Tastycake Status: February 2008

Thursday, 28 February 2008

[AT RISK 2008/004] March 8th 2008 - Electrical works planned between 0001-0200hrs

Maintenance log for March 8th 2008
Attending: dwm
Status: Completed at 10:00hrs, March 8th 2008.
Summary:

The rack containing the Tastycake.net server kalimdor.tastycake.net will be briefly powered down so that the rack can be connected to a newly-installed power-distribution board.
As a result, no services will be accessible whilst the switchover is in progress. The at-risk period will last until 0200hrs, though the colo engineers hope to have normal services resumed by 0030hrs.
Works to be carried out:
- Shut down kalimdor.tastycake.net. (Completed)
- Wait whilst the co-location engineers switch the rack over to the new power-distribution feed. (Completed)
- Boot kalimdor.tastycake.net. (Completed)
- Verify services are running normally. (Completed)

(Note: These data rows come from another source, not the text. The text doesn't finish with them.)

PR #1190, opened 2024-04-24
fix(client): handle null values in BigInt columns

kevin-dp:
This PR fixes a bug where the Satellite process is trying to parse `null` values into a `BigInt`, as reported [on Discord](https://discord.com/channels/933657521581858818/1229458801799729233/1229458801799729233). I've extended a unit test to check BigInt values and also extended the e2e test for integers to check this corner case. The e2e test would reproduce the bug and confirms that it is solved by this fix.

### DIFF
--- a/clients/typescript/src/util/types.ts
+++ b/clients/typescript/src/util/types.ts
@@ -181,7 +181,7 @@ export function isDataChange(change: Change): change is DataChange {
 }
 
 export type Record = {
-  [key: string]: string | number | Uint8Array | undefined | null
+  [key: string]: string | number | BigInt | Uint8Array | undefined | null
 }
 
 export type Replication<TransactionType> = {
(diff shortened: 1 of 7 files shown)


clients/typescript/src/util/types.ts
```diff
@@ -181,7 +181,7 @@ export function isDataChange(change: Change): change is DataChange {
 }
 
 export type Record = {
-  [key: string]: string | number | Uint8Array | undefined | null
+  [key: string]: string | number | bigint | Uint8Array | undefined | null
```
msfstef, line 184: is this necessary? I thought `Record` only contained potential serialised values ready to be fed to/returned by SQLite adapters, and bigint is always going to be serialized to a string, no?

msfstef (approved):
Good catch and nice work!

icehaunter (approved):

clients/typescript/src/util/types.ts
kevin-dp: You're totally right! That is not possible with SQLite, only once we add PG but this is beyond the scope of this PR. Reverted these changes.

Transcript, times are in GMT:

March 8th 2008

[0915] Services verified as functioning correctly. (There was a minor issue with the current experimental DNS service for the dwm.me.uk domain as a result of invalid zone configuration data, corrected. It turns out that you're not allowed a CNAME as well as an SOA for the root of a zone, but A and AAAA records are fine..)
[0015] Power restored, automated reboot in progress. All services runningas normal.

March 7th 2008

[2355] Automated scheduled shutdown executed.
[2230] Delayed-effect shutdown instruction executed; shutdown will occur at 2355hrs.
[2105] Reminder of pending works (tonight!) sent by email to all users.

February 28th 2008

[1420] Initial update to off-site status page.

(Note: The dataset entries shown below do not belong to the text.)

PR #1192, opened 2024-04-24
fix(client): Reintroduce global emitter

msfstef:
See https://github.com/electric-sql/electric/pull/1191 for description of issues that arose from removing the global emitter.

I'm opening this PR in the case we decide that we want to reintroduce it as it ensures that all instantiated electric clients will share notifications between them.

### DIFF
--- a/.changeset/grumpy-years-cheer.md
+++ b/.changeset/grumpy-years-cheer.md
@@ -2,4 +2,4 @@
 "electric-sql": patch
 ---
 
-Remove global `EventEmitter` and remove max listener warning.
+Remove max listener warning on `EventNotifier`'s event emitter.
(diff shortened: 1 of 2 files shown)


samwillis:
I would lean towards this revert rather than a larger change at this time. When we add multi-tab support the event miter architecture is going to change.

msfstef:
@samwillis I think I agree since we plan on overhauling it soon then might as well keep this global - ultimately the issues arise from the fact that we use a global registry as well, the handling of multiple electrifications and disposing of resources needs a bit more care.

kevin-dp:
These are my 2 cents after a discusion on this topic with Stefanos. I don't see why we want to initialize a DB connection and electrify it inside a UI component, every time that component is mounted/unmounted the DB has to be opened/closed. Setting up a DB connection doesn't seem like a UI concern to me so I would rather move it outside of the component and pass it through React Context into my components.

kevin-dp (approved):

Saturday, 16 February 2008

[INCIDENT 2008/003] February 16th 2008 - Filesystem corruption, suspect defective IDE channel.

Incident log for February 16th 2008
Attending: dwm, mark, ncm
Status: Completed at 2250hrs GMT.
Summary:

Tastycake.net server kalimdor.tastycake.net has suffered a filesystem corruption problem.
As a result, some disk / directory accesses are blocking indefinitely.
We suspect that this data corruption is occuring somewhere along the disk channel supporting /dev/hdg.
Works to be carried out:
- Remove /dev/hdg from all RAID mirrors to prevent further filesystem corruption. (Complete)
- Reboot machine into single-user mode. NOTE: No services will be available whilst in single-user mode. (Complete)
- Run filesystem verification utilities on all disk filesystems. (Complete)
- Restore any damaged files from backups as required. (Complete)
- Reboot machine back into normal production operation. (Complete)

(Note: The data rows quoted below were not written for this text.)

PR #1194, opened 2024-04-24
feat: support `IS`/`IS NOT` operators in where clauses

icehaunter:


components/electric/test/electric/replication/eval/parser_test.exs
```diff
@@ -368,5 +368,41 @@ defmodule Electric.Replication.Eval.ParserTest do
...
+      assert {:ok, %Expr{eval: result}} =
+               Parser.parse_and_validate_expression(~S|'true' IS TRUE|, %{}, env)
+
+      assert %Const{value: true, type: :bool} = result
+
+      assert {:ok, %Expr{eval: result}} =
+               Parser.parse_and_validate_expression(~S|false IS NOT FALSE|, %{}, env)
+
+      assert %Const{value: false, type: :bool} = result
+
```
alco, line 403: It seems fitting to add a test involving `null` as the argument to demonstrate that it's not affected by the type checking done for non-null values.
```suggestion

      assert {:ok, %Expr{eval: result}} =
               Parser.parse_and_validate_expression(~S|null IS NOT FALSE|, %{}, env)

      assert %Const{value: true, type: :bool} = result
      
      assert {:ok, %Expr{eval: result}} =
               Parser.parse_and_validate_expression(~S|null IS TRUE|, %{}, env)

      assert %Const{value: false, type: :bool} = result
```

.changeset/violet-kiwis-lick.md
```diff
@@ -0,0 +1,5 @@
+---
+"@core/electric": patch
+---
+
+shapes: support `IN`/`NOT IN` operators in where clauses
```
alco, line 5:
```suggestion
shapes: support `IS NULL`, `IS NOT NULL`, `IS TRUE/FALSE` and `IS NOT TRUE/FALSE` operators in where clauses
```

alco (approved):
Brilliant!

Transcript, times are in GMT:

[2250] Incident closed.
[2247] Summary: All of the recovered files were old transient copies of data that had been deleted deliberately, with the possible exception of some of ~anton's image files, which have been copied to his home directory for review.
[2230] Of the remaining files all owned by ~jeremy, all but one are old versions of existing mailboxes - probably an artifact of normal mailbox re-writing operation. (Checking unique message ids shows that the mail messages still exist in the live mailboxes.) The remaining file just contains the junk chars "|a:0:{}" and doesn't appear in my filesystem index comparison. Almost certainly junk, deleted.
[2221] Found that most the disconnected files owned by ~anton are temporary files generated by gallery; deleted. (Christ, ~anton, you've got over a gigabyte of temporary files in there going back years! Clear it out!) His remaining files appear to be old deleted .jpeg photos, but moved them to a RECOVERED_FILES directory in his $HOME to allow for inspection and recovery.
[2217] Filesystem checks on /dev/mapper/volume-recover complete, no errors. Re-mounting /vol/recover.
[2210] Generating home directory indexes of affected users on live system and offsite backup for comparison.
[2153] Picking through the disconnected files found in /home:
- One mailspool index auto-generated by Dovecot; will be automatically regenerated: deleted.
- 8.5MB junk mailbox owned by ~jeremy; expendable!
- Remaining files owned by ~anton and ~jeremy, no other users affected.
[2152] Running xfs_repair check on /dev/mapper/volume-recover in the background.
[2151] Disconnected inode files in /var are all old Apache logfiles dating to July 2007, which is older than normal retention policy. Deleted.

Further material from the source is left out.